PR #704, opened 2018-05-15
allow anonymous users to hit the embedly API

### LINKED ISSUE #703: allow anonymous access to the embedly API
Realized today that anonymous users get a 401 back from it currently.

alicewriteswrongs:

closes #703

#### What's this PR do?

This sets the permission class on the Embedly API to use the `AnonymousAccessReadonlyPermission` which we're using elsewhere.

If you're logged in, things should be normal. If you're not logged in, you should be able to view a link post on a public channel. It shouldn't redirect you to log-in (b/c of a 401) and you should be able to see the rich embed content.

### DIFF
--- a/embedly/views.py
+++ b/embedly/views.py
@@ -1,15 +1,17 @@
 """Embed.ly views"""
 from urllib.parse import unquote
 from rest_framework import status
-from rest_framework.decorators import api_view
+from rest_framework.decorators import api_view, permission_classes
 from rest_framework.response import Response
 
 from django.conf import settings
 
 from embedly.api import get_embedly
+from open_discussions.permissions import AnonymousAccessReadonlyPermission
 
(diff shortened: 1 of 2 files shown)


embedly/views.py
```diff
@@ -1,15 +1,17 @@
...
 from rest_framework.response import Response
 
 from django.conf import settings
 
 from embedly.api import get_embedly
+from open_discussions.permissions import AnonymousAccessReadonlyPermission
 
 
 @api_view()
+@permission_classes([AnonymousAccessReadonlyPermission])
```
rhysyngsun: Could you add a test case for anonymous users to be sure we can catch if this breaks?

aliceriot:
@rhysyngsun feedback addressed

PR #708, opened 2018-05-15
Profile ImageFields

### LINKED ISSUE #693: Profile: Profile image model changes and API
As a user, I want to be able to upload a profile image.

As a micromasters user, I want to be able to use my MicroMasters profile image, or replace it with a new image (I don't need to undo this change) 

The current profile image fields are populated with URLs from MIcroMasters. We need to migrate these fields and their data to an updated model that allows the user to upload new files. Our goal is a similar user experience to MicroMasters. We can take the same approach as MicroMasters, but we should take a careful look at how it was implemented in case there is a better way. 

### acceptance criteria
- [x] existing users don't have to do anything, and their current profile images will continue to work
- [x] new micromasters users will still have their profile images filled when a discussions account is created for them
- [x] existing users can update their profile image
- [x] new users can upload a profile image
- [x] users who haven't uploaded a profile image get some kind of default image
- [x] we can support multiple image sizes
- [x] profile images can be served from a configurable CDN

mbertrand:
Closes #693

#### What's this PR do?
- Adds `image_file`, `image_small_file`, `image_medium_file` ImageFields.  
- Adds a utility function to return the most appropriate image for a profile (for example, `image_small_file.url` if not `None`, else `image_small` if not None, else the default profile image.
- Adds support for enabling S3 media storage 

- Log in to OD with an existing user that has a profile image.  The image should still display.
- From Micromasters, create a new user with a profile image and go to OD.  The profile image should display.
- Log in to OD with a new or existing user that has no profile image.  A bland gray default profile image should display.
- Use the API to update the `image_small_file` field of your profile:
  - Get a `jwt_token`:
    ```python
    from fixtures.users import staff_jwt_token
    user = User.objects.get(username=<your_username>)
    staff_jwt_token(None, user)
    ```
  - Send an API PATCH request to update your profile image:
    ```
    curl --request PATCH -H "Authorization: Bearer  <jwt_token>" -F 'image_small_file=@<image_name.jpg>'  http://od.odl.local:8063/api/v0/profiles/<username>/
    ```
  - Reload OD, you should see the new profile image.


profiles/utils.py
```diff
@@ -0,0 +1,121 @@
...
+    Args:
+        filename(str): The name of the image file
+        suffix(str): 'small', 'medium', or ''
+
+    Returns:
+        str: The filepath for the uploaded image.
+    """
+    name, ext = path.splitext(filename)
+    timestamp = now_in_utc().replace(microsecond=0)
+    path_format = "{prefix}/{name}-{timestamp}{suffix}{ext}"
```
rhysyngsun: Could we namespace this into a directory of `user.username`?

channels/serializers.py
```diff
@@ -175,9 +172,9 @@ def get_author_name(self, instance):
     def get_profile_image(self, instance):
         """Find the profile image for the post author"""
         user = self._get_user(instance)
-        if user and user.profile.image_small:
-            return user.profile.image_small
-        return urljoin(settings.SITE_BASE_URL, default_profile_image)
+        if user and user.profile:
```
rhysyngsun: Could you roll this logic into `image_uri` so we have one single place where the profile image is determined?

profiles/utils_test.py
```diff
@@ -0,0 +1,86 @@
...
+    """
+    A name which is too long should get truncated to 100 characters
+    """
+    filename = '{}.jpg'.format('a' * 150)
+    with pytest.raises(ValueError) as ex:
+        _generate_upload_to_uri("x" * 150)(None, filename)  # pylint: disable=protected-access
+    assert str(ex.value).startswith("path is longer than max length even without name")
+
+
+@pytest.mark.django_db()
```
rhysyngsun: Style nit: don't need parens on a decorator with no args

requirements.txt
```diff
@@ -24,6 +25,7 @@ django-anymail[mailgun]==1.2
 django-cors-headers==2.1.0
 django-redis==4.7.0
 django-server-status==0.5.0
+django-storages-redux==1.3.2
```
rhysyngsun: I think this should just be `django-storages` now since this package is no longer getting updates in favor of the official one

profiles/models.py
```diff
@@ -1,7 +1,13 @@
 """Profile models"""
+import logging
 from django.db import models
 from django.conf import settings
 
+from profiles.utils import (
+    profile_image_upload_uri,
+    profile_image_upload_uri_medium,
+    profile_image_upload_uri_small)
```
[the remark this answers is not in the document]
mbertrand: ✅

profiles/models.py
```diff
@@ -14,6 +20,15 @@
     'bio',
 )
 
+PROFILE_IMAGE_PROPS = (
+    'image',
+    'image_small',
+    'image_medium',
+
```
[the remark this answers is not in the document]
mbertrand: ✅

profiles/models.py
```diff
@@ -14,6 +20,15 @@
...
+)
+
+logger = logging.getLogger()
```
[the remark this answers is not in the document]
mbertrand: Removed

profiles/utils.py
mbertrand: ✅

channels/serializers.py
mbertrand: ✅

requirements.txt
mbertrand: The latest version of `django-storages` no longer includes `storages.backends.overwrite.OverwriteStorage` specified in `settings.py` if S3 isn't enabled.  Everything seems to still work fine if I remove this `else` block, and tests pass.  

```python
else:
    # by default use django.core.files.storage.FileSystemStorage with
    # overwrite feature
    DEFAULT_FILE_STORAGE = 'storages.backends.overwrite.OverwriteStorage'
```

profiles/utils_test.py
mbertrand: ✅

mbertrand:
@rhysyngsun Just added the missing env. variables relevant to S3 image upload to `app.json` and `.env.example`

————————

- _Problem description_
Your answer must be the lines above, unchanged, from the first one through the line that holds "-from rest_framework.decorators import", inclusive, and no others.

- _Problem solution_
PR #704, opened 2018-05-15
allow anonymous users to hit the embedly API

### LINKED ISSUE #703: allow anonymous access to the embedly API
Realized today that anonymous users get a 401 back from it currently.

alicewriteswrongs:

closes #703

#### What's this PR do?

This sets the permission class on the Embedly API to use the `AnonymousAccessReadonlyPermission` which we're using elsewhere.

If you're logged in, things should be normal. If you're not logged in, you should be able to view a link post on a public channel. It shouldn't redirect you to log-in (b/c of a 401) and you should be able to see the rich embed content.

### DIFF
--- a/embedly/views.py
+++ b/embedly/views.py
@@ -1,15 +1,17 @@
 """Embed.ly views"""
 from urllib.parse import unquote
 from rest_framework import status
-from rest_framework.decorators import api_view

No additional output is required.